# About this exercise
Go through the data and copy each line that holds "subresources".

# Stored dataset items
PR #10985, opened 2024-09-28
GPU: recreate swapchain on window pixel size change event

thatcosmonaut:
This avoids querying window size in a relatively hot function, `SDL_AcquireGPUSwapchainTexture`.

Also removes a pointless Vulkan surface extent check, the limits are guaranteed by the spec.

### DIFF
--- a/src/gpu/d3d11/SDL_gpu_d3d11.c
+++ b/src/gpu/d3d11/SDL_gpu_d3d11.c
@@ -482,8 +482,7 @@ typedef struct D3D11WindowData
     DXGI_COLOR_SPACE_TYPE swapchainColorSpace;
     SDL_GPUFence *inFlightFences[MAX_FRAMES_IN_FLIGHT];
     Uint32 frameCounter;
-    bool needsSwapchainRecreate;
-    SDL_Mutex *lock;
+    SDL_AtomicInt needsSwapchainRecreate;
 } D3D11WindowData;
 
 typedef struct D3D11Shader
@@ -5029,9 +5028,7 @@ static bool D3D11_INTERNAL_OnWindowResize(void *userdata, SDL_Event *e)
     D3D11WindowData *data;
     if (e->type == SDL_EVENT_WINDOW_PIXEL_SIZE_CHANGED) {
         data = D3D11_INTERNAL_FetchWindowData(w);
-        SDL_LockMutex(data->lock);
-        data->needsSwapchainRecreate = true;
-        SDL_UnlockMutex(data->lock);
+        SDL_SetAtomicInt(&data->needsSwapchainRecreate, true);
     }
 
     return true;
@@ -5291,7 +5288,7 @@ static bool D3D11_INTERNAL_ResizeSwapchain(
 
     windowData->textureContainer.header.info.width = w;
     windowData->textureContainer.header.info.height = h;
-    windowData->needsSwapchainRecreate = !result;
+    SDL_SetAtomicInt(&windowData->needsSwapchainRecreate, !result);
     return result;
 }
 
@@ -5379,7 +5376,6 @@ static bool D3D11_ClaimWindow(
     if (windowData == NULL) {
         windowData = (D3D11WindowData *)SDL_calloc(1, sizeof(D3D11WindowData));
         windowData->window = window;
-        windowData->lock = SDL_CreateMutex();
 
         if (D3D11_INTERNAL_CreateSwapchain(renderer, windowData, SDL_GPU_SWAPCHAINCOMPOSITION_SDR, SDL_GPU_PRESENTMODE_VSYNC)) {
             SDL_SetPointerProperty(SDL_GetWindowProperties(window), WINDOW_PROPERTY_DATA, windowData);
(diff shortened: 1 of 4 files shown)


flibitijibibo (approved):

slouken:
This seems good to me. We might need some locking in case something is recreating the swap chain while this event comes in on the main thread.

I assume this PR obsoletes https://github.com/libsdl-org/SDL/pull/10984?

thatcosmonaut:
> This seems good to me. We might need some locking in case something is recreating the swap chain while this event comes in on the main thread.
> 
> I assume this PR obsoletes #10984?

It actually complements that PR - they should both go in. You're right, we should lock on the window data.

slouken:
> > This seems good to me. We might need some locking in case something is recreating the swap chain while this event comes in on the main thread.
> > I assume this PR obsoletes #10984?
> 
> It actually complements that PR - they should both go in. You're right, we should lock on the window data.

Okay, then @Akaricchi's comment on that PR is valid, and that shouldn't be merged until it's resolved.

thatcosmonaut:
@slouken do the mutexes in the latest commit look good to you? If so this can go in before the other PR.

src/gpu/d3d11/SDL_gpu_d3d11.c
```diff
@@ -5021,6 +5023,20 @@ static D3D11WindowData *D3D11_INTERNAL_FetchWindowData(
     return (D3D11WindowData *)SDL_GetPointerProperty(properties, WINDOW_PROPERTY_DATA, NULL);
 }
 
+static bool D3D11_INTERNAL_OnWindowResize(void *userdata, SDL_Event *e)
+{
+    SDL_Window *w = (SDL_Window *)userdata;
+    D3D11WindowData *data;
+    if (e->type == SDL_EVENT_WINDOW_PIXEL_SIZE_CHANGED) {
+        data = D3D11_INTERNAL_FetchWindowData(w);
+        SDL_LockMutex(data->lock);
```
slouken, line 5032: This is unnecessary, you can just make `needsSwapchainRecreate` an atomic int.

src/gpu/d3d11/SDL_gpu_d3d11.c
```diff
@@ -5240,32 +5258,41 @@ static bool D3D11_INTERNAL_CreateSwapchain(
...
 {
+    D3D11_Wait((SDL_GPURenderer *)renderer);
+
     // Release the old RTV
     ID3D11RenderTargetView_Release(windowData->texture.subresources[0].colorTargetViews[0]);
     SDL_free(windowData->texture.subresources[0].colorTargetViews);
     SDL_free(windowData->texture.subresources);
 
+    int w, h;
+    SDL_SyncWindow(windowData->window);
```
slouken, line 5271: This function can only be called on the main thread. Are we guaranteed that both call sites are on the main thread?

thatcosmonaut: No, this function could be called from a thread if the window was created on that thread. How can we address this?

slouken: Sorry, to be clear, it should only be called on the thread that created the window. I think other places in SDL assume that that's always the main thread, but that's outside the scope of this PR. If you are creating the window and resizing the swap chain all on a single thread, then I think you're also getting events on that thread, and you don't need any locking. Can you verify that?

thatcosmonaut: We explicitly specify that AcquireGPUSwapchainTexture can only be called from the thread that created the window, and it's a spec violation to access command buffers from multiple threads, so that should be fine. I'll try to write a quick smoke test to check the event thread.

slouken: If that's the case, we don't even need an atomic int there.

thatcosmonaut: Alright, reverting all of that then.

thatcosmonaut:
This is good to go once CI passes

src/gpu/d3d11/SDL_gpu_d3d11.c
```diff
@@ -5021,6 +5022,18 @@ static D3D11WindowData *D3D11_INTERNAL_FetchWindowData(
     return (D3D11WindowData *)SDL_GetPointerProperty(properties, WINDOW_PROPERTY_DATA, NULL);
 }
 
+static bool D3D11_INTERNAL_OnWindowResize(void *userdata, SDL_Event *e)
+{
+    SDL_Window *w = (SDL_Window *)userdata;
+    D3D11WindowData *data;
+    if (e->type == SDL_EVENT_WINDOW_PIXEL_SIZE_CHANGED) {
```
---
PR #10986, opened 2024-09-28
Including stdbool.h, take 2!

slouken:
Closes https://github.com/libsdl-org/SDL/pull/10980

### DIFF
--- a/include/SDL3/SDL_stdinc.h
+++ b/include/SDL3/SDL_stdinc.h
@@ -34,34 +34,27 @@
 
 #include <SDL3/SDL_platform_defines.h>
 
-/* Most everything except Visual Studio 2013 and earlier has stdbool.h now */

# Response for this exercise
     ID3D11RenderTargetView_Release(windowData->texture.subresources[0].colorTargetViews[0]);
     SDL_free(windowData->texture.subresources[0].colorTargetViews);
     SDL_free(windowData->texture.subresources);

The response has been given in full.